Task objective >>
Nothing but the lines from the one containing "- [ ] Provide" to the end of the data should be returned, each exactly as written.

[Stored data]
Issue #791, opened 2024-02-03
Raise informative error if v3 intput yaml passed into v4


paulf81:
This issue is to catch the intention that before releasing v4 the following enhancement should be included, although it's final form will depend upon the final form of v4.  FLORIS v4 should raise an informative error when a v3 input yaml file is passed into v4.   Current issues to detect are:

- Cp values passed in in place of Power
- Tubulence Intensity instead of turbulence intensities

However recommend a full reassessment toward the end of the v4 development process.

Alternaitively or additionally, we can provide an automatic converter script from v3 to v4

misi9170:
Closed by #829

PR #829, opened 2024-03-03
Raise informative errors if v3 input files passed in

misi9170:
Addresses #791 

Checklist:
- [X] Raise informative errors if v3 floris input yaml used
- [ ] Raise informative errors if v3 turbine yaml used
- [ ] Provide converter for v3 floris input yaml
- [X] Provide conveter for v3 turbine yaml (see floris/tools/convert_turbine_v3_to_v4.py, introduced in #765)

### DIFF
--- a/floris/simulation/floris.py
+++ b/floris/simulation/floris.py
@@ -347,6 +347,7 @@ class Floris(BaseClass):
             Floris: The class object instance.
         """
         input_dict = load_yaml(Path(input_file_path).resolve())
+        check_input_file_for_v3_keys(input_dict)
         return Floris.from_dict(input_dict)
 
     def to_file(self, output_file_path: str) -> None:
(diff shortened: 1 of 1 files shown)


paulf81:
hi @misi9170 , I went through the code and thought it all looks great, thank you!  I approved.  I agree with your 2nd and 3rd comments that this is an ok way to leave things.  Then on pip install, there I don't know, maybe something to see in beta testing?

rafmudaf:
I like the spirit of this pull request, and I think it's a very helpful addition. Architecturally, this is mixing the physics model with the software infrastructure. I suggest to keep anything related to versioning, especially things you'll want to go back and change later as new versions come up, all in one place at the outer-most layer of the architecture. There was a place for this in the Floris class from the v2 to v3 shift (https://github.com/NREL/floris/blob/develop/floris/simulation/floris.py#L167). Essentially, when we read and deal with the Farm class in the future, we're not going to care about the input checking and messaging, so this adds more noise for our brains. Keeping it at the top allows us to forget about it until we need to go find it.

Solution >>
- [ ] Provide converter for v3 floris input yaml
- [X] Provide conveter for v3 turbine yaml (see floris/tools/convert_turbine_v3_to_v4.py, introduced in #765)

### DIFF
--- a/floris/simulation/floris.py
+++ b/floris/simulation/floris.py
@@ -347,6 +347,7 @@ class Floris(BaseClass):
             Floris: The class object instance.
         """
         input_dict = load_yaml(Path(input_file_path).resolve())
+        check_input_file_for_v3_keys(input_dict)
         return Floris.from_dict(input_dict)
 
     def to_file(self, output_file_path: str) -> None:
(diff shortened: 1 of 1 files shown)


paulf81:
hi @misi9170 , I went through the code and thought it all looks great, thank you!  I approved.  I agree with your 2nd and 3rd comments that this is an ok way to leave things.  Then on pip install, there I don't know, maybe something to see in beta testing?

rafmudaf:
I like the spirit of this pull request, and I think it's a very helpful addition. Architecturally, this is mixing the physics model with the software infrastructure. I suggest to keep anything related to versioning, especially things you'll want to go back and change later as new versions come up, all in one place at the outer-most layer of the architecture. There was a place for this in the Floris class from the v2 to v3 shift (https://github.com/NREL/floris/blob/develop/floris/simulation/floris.py#L167). Essentially, when we read and deal with the Farm class in the future, we're not going to care about the input checking and messaging, so this adds more noise for our brains. Keeping it at the top allows us to forget about it until we need to go find it.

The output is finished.